START Material provided
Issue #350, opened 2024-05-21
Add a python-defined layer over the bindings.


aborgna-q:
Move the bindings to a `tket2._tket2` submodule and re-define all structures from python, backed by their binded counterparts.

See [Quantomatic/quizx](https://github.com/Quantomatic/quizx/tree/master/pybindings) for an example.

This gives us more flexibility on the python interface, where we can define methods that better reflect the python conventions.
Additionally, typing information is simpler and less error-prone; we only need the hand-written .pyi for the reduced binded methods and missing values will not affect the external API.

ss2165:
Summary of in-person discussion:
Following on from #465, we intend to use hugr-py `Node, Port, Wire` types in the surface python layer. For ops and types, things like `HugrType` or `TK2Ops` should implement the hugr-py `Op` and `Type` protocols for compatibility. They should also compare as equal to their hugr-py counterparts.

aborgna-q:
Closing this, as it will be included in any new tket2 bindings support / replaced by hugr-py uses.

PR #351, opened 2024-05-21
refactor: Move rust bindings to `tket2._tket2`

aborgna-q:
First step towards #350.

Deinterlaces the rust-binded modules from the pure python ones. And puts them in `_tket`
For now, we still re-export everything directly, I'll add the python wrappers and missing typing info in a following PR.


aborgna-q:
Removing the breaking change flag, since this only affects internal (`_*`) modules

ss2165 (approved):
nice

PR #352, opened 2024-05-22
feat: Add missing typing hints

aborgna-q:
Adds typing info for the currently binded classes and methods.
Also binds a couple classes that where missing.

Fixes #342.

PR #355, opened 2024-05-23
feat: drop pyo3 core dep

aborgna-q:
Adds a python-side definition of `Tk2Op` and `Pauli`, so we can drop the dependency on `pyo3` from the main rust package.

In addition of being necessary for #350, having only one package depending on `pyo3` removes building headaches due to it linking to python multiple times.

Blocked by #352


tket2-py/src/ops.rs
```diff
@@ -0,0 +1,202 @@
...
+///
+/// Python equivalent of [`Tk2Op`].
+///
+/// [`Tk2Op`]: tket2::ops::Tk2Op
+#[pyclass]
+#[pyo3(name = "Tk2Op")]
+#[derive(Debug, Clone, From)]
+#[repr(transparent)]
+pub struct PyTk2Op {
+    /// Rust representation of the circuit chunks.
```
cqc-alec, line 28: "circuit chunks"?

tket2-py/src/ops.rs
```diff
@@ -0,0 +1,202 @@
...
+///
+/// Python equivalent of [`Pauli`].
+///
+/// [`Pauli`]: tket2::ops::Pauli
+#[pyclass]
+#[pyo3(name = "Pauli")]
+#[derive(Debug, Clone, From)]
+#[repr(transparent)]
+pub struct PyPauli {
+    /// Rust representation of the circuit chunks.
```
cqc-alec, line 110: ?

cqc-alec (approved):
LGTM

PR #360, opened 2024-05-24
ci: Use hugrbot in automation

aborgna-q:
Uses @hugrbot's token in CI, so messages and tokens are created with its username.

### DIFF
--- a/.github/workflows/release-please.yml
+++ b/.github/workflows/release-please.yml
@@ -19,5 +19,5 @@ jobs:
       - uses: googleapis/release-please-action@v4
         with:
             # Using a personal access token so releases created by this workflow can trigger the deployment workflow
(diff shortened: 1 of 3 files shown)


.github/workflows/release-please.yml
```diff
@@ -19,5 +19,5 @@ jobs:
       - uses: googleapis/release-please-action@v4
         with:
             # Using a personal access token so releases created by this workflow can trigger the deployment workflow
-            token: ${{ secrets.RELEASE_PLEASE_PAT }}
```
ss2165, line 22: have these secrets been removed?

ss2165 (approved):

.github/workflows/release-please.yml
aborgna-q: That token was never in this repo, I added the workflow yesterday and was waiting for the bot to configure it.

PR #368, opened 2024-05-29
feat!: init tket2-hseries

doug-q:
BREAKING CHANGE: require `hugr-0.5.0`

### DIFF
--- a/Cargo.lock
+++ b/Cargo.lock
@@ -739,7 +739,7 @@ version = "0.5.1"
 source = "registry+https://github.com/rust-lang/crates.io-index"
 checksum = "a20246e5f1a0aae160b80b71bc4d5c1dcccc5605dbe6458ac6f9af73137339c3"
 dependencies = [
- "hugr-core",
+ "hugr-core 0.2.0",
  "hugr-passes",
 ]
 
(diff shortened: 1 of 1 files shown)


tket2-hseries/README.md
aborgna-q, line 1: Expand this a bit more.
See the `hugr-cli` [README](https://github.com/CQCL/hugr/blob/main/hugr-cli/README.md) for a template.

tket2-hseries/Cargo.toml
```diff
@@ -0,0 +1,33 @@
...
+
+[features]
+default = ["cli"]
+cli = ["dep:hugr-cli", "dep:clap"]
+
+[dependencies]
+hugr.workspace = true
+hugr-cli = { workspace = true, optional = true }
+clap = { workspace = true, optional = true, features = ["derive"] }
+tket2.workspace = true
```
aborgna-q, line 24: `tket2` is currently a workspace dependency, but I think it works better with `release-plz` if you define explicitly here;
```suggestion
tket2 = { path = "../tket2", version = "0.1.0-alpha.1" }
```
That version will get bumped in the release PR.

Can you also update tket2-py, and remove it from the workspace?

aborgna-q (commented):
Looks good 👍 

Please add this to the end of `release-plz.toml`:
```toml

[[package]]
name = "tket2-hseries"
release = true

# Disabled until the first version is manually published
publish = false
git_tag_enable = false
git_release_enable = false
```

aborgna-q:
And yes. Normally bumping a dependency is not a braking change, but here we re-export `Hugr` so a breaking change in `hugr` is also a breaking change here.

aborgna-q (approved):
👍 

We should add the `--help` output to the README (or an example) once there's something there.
END Material provided
▶ **What is being asked**: Up to and including the line that holds "for an example.", reproduce the records above exactly from their first line, and give nothing else.

▶ **Response to the task**:
Issue #350, opened 2024-05-21
Add a python-defined layer over the bindings.


aborgna-q:
Move the bindings to a `tket2._tket2` submodule and re-define all structures from python, backed by their binded counterparts.

See [Quantomatic/quizx](https://github.com/Quantomatic/quizx/tree/master/pybindings) for an example.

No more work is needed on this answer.